Landrace Gardening in Fort St James: the new way, the old way, and the local way

(baby apple picture)

This is a picture of year 1 of my ten-year apple project. Yes, I’m breeding my own apples! Yes, I’m planning something that won’t bear fruit (pun intended) for a decade! How did I get to this point?

When I moved to Fort St James from the coast I couldn’t grow any of my favourite tomatoes. I’d always grown fancy tomatoes and I wasn’t going to let the short, cool summers here stopped me. No one bred interesting, colourful, fancy-tasting tomatoes for the north. Covering my whole garden with greenhouse was far too expensive so I had to get creative. Literally, creative.

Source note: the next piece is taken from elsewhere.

Issue #457, opened 2022-10-05
ISO-8601 compliant datetime strings


lucasgarfield:
https://en.wikipedia.org/wiki/ISO_8601

Currently the API returns a human readable string for the time a compose was created, something like `"2022-10-01 08:31:13.23555 +0000 UTC"`.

Lucky for me I discovered landrace gardening, otherwise known as evolutionary plant breeding or, to our ancestors, just good seed saving and growing technique. Modern landrace gardening is a powerful technology based in creating a pool of genetic diversity, then co-selecting along with your local conditions to create truly customized, locally-adapted species that will grow well in your own garden, under your own preferred cultivation methods.

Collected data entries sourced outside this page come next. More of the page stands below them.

PR #504, opened 2022-11-08
distributions: add rhel-87

croissanne:


ondrejbudai (approved):

ondrejbudai:
Thanks, that was quick! :)

PR #523, opened 2022-11-23
logger: logrus hook for splunk forwarding

croissanne:
To make the switch to ephemeral/Clowder easier, drop the existing sidecar and rely on the splunk forwarder hook.

---

Clowder doesn't support sidecars in the same way as openshift Deployments do. Sidecars are predefined by Clowder, and the one we'd need isn't available.


internal/logger/splunk_logger.go
```diff
@@ -0,0 +1,135 @@
...
+
+	req, err := http.NewRequest("POST", sl.url, bytes.NewReader(buf.Bytes()))
+	if err != nil {
+		return err
+	}
+	req.Header.Add("Content-Type", "application/json")
+	req.Header.Add("Authorization", fmt.Sprintf("Splunk %s", sl.token))
+
+	res, err := sl.client.Do(req)
+	if err != nil {
```
diaasami, line 109: I think it makes sense to retry once or twice for failed requests, may be this can be added later using retryablehttp.
It is not common but I believe it used  to happen occasionally, probably once every week or two.

diaasami (approved):

internal/logger/splunk_logger.go
croissanne: makes sense, opened https://github.com/osbuild/image-builder/issues/525 as a followup.

PR #534, opened 2022-12-05
templates/image-builder-clowder: prepare template for stage

croissanne:


croissanne:
> Well, I'm not sure what is it all that we need in stage/prod but this still works fine in epehemeral, I've tested it manually as well to be sure.
> 
> To test it in stage we'll have to change the `saas` file in `app-interface` and in case there are issues we'll revert and do a followup, right?

yup!

PR #541, opened 2022-12-12
templates: move to ClowdApp for main deployment

croissanne:
Keep the image-builder-clowder template for now as a copy, so the
    ephemeral environment doesn't break (bonfire doesn't support symlinks).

(squash diversity picture)

The steps are easy:

1. Save your seeds! If a plant is successful enough to set seed in your garden it will probably do well there. If you grow your own saved seed every year, every year your plants will become more adapted to your garden.

2. Celebrate diversity, encourage cross-pollination! Traditionally when we save seeds we get rid of the unusual ones. This time the unusual ones are what we want! The broader your genetic base (the more different varieties you start with) and the more they cross, the more chances your garden creates for you to find a winning combination of taste and hardiness. If you select for cross-pollinating flowers that pollinators seem to love you’re helping yourself out in the future and helping the ecosystem.

3. Encourage selection by the local ecosystem! Yes, many of us baby our transplants, starting our peppers in February. Yes, it’s hard to let plants die. But if you don’t put out frost cloth, as long as not all the plants die, the ones that survive will be better able to survive the cold. If you water a little less and half your plants die, the ones that survive to set seed are more likely to be drought resistant. If you don’t battle the bugs, next year your surviving plants should be just a little more resistant. I’m harvesting tomatoes from my fields without any coverings.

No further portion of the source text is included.